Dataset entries
PR #4390, opened 2018-11-02
docs: Resave *_src.svg files with new version of inkscape

p12tic:
Opening *_src.svg files with recent version of Inkscape produces a warning: 

> <filename> was created in an older version of Inkscape (90 DPI) and we need to make it compatible with newer versions (96 DPI). Tell us about this file:
>
>  - This file contains digital artwork for screen display (Choose if unsure).
>  - This file is intended for physical output such as paper or 3D prints

I've selected the first option and resaved without any other changes. It's probably worth to commit the updated files to save future headache. I've regenerated the png files and confirmed that there are only minimal rasterization changes.


tardyp:
looks good!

» **What to work on**: What is needed is an exact transcription of every entry.

» **Answer**:
PR #4390, opened 2018-11-02
docs: Resave *_src.svg files with new version of inkscape

p12tic:
Opening *_src.svg files with recent version of Inkscape produces a warning: 

> <filename> was created in an older version of Inkscape (90 DPI) and we need to make it compatible with newer versions (96 DPI). Tell us about this file:
>
>  - This file contains digital artwork for screen display (Choose if unsure).
>  - This file is intended for physical output such as paper or 3D prints

I've selected the first option and resaved without any other changes. It's probably worth to commit the updated files to save future headache. I've regenerated the png files and confirmed that there are only minimal rasterization changes.


tardyp:
looks good!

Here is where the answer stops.